From: Alexei Starovoitov
Date: Thu Mar 03 2022 - 15:04:53 EST


On Thu, Mar 3, 2022 at 12:02 PM Alexei Starovoitov
<alexei.starovoitov@xxxxxxxxx> wrote:
>
> On Thu, Mar 3, 2022 at 11:43 AM Hao Luo <haoluo@xxxxxxxxxx> wrote:
> >
> > On Wed, Mar 2, 2022 at 6:29 PM Alexei Starovoitov
> > <alexei.starovoitov@xxxxxxxxx> wrote:
> > >
> > > On Wed, Mar 2, 2022 at 5:09 PM Yonghong Song <yhs@xxxxxx> wrote:
> > > >
> > > >
> > > >
> > > > On 3/2/22 1:30 PM, Alexei Starovoitov wrote:
> > > > > On Wed, Mar 2, 2022 at 1:23 PM Yonghong Song <yhs@xxxxxx> wrote:
> > > > >>
> > > > >>
> > > > >>
> > > > >> On 2/25/22 3:43 PM, Hao Luo wrote:
> > > > >>> Add a new type of bpf tracepoints: sleepable tracepoints, which allows
> > > > >>> the handler to make calls that may sleep.

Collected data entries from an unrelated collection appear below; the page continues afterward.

PR #7724, opened 2024-03-29
GL backend should only allocate renderbuffers when possible

pixelflinger:
There was several cases where the the gl backend would wrongly  use a  renderbuffer instead of a texture.

BUGS=[329491941]


z3moon (approved):

z3moon:
Confirmed it worked well. Thanks!

PR #7737, opened 2024-04-04
wip: new descriptor set backend API

pixelflinger:


filament/backend/src/vulkan/caching/VulkanDescriptorSetManager.cpp
```diff
@@ -374,632 +246,208 @@ struct Equal {
...
-        }
-        commands->acquire(set);
 
-        if (mBoundState.vkSets[UBO_SET_ID] != vkSet) {
-            vkCmdBindDescriptorSets(mBoundState.cmdbuf, VK_PIPELINE_BIND_POINT_GRAPHICS,
-                    mBoundState.pipelineLayout, 0, 1, &vkSet, 0, nullptr);
-            mBoundState.vkSets[UBO_SET_ID] = vkSet;
+        for (uint8_t i = 0; i < UNIQUE_DESCRIPTOR_SET_COUNT; ++i) {
+            auto& itr = iterators[i];
+            if (itr != mHistory.end()) {
```
pixelflinger, line 407: it seems to me that all this code could be replaced by a 4 bits bitset with `forEachBitSet()`. All this does above is figure which of the 4 set needs a call to `bind()`, so this should just be 4 bits.

This code is part of the most inner loop we have, it should be optimized to death!

There should also be a fast path for "just changing the offsets". The way I did this in the gl backend is that I keep two sets of bitset and I can very quickly know which sets (1) don't change, (2) are only a bind offset update or  (3) need a real rebind.

pixelflinger:
see ma/descriptor-sets-1.54.3

PR #7755, opened 2024-04-13
Set VkApplicationInfo.pEngineName to Filament

pippy360:
Setting the pEngineName helps with the collection of metrics and is generally good practice.


poweifeng:
superceded by: https://github.com/google/filament/pull/7756

PR #7759, opened 2024-04-15
Introduce new matedit tool

bejado:
matedit is a new tool that can "edit" compiled material files. Initially, it will support a single command, "external-compile", which will be used to precompile MSL (Metal Shading Language) shaders into Metal shader libraries. This command will accept a path to an external, user-provided script which will perform the actual compilation.

BUGS=[333547148]


tools/matedit/src/main.cpp
```diff
@@ -0,0 +1,170 @@
...
+
+    const std::string command = argv[optionIndex++];
+    if (command != "external-compile") {
+        std::cerr << "Unrecognized command: '" << command << "'. Must be 'external-compile'"
+                  << std::endl;
+        return 1;
+    }
+
+    for (int i = optionIndex; i < argc; ++i) {
+        if (strcmp(argv[i], "--") == 0) {
```
poweifeng, line 156: nit: with this, technically you could have
```external-compile my-script.sh -- -my-script-option=1```
which I don't know is expected to be valid.

poweifeng (approved):

tools/matedit/src/main.cpp
bejado: Hmm, good point. Maybe we should only ignore "--" args between "external-compile" and the path to the script.

PR #7763, opened 2024-04-16
Fix broken dynamic resolution

poweifeng:
Previous PR #7758 accidentally removed the setting of 'resolution' for shaders other than 'blitLow'.  This PR undoes that.


pixelflinger (approved):
good catch. I remember now that I had kept the parameter so that all blitter use the same "interface".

With sleepable tracepoints, a
> > > > >>> set of syscall helpers (which may sleep) may also be called from
> > > > >>> sleepable tracepoints.
> > > > >>
> > > > >> There are some old discussions on sleepable tracepoints, maybe
> > > > >> worthwhile to take a look.
> > > > >>
> > > > >> https://lore.kernel.org/bpf/20210218222125.46565-5-mjeanson@xxxxxxxxxxxx/T/
> > > > >
> > > > > Right. It's very much related, but obsolete too.
> > > > > We don't need any of that for sleeptable _raw_ tps.
> > > > > I prefer to stay with "sleepable" name as well to
> > > > > match the rest of the bpf sleepable code.
> > > > > In all cases it's faultable.
> > > >
> > > > sounds good to me. Agree that for the bpf user case, Hao's
> > > > implementation should be enough.
> > >
> > > Just remembered that we can also do trivial noinline __weak
> > > nop function and mark it sleepable on the verifier side.
> > > That's what we were planning to do to trace map update/delete ops
> > > in Joe Burton's series.
> > > Then we don't need to extend tp infra.
> > > I'm fine whichever way. I see pros and cons in both options.
> >
> > Joe is also cc'ed in this patchset, I will sync up with him on the
> > status of trace map work.
> >
> > Alexei, do we have potentially other variants of tp? We can make the
> > current u16 sleepable a flag, so we can reuse this flag later when we
> > have another type of tracepoints.
>
> When we added the ability to attach to kernel functions and mark them
> as allow_error_inject the usefulness of tracepoints and even
> writeable tracepoints was deminissed.
> If we do sleepable tracepoint, I suspect, it may be the last extension
> in that area.
> I guess I'm convincing myself that noinline weak nop func
> is better here. Just like it's better for Joe's map tracing.

To add to the above... The only downside of sleepable nop func
comparing to tp is the lack of static_branch.
So this nop call will always be there.
For map tracing and for cgroup mkdir/rmdir the few nanosecond
overhead of calling an empty function isn't even measurable.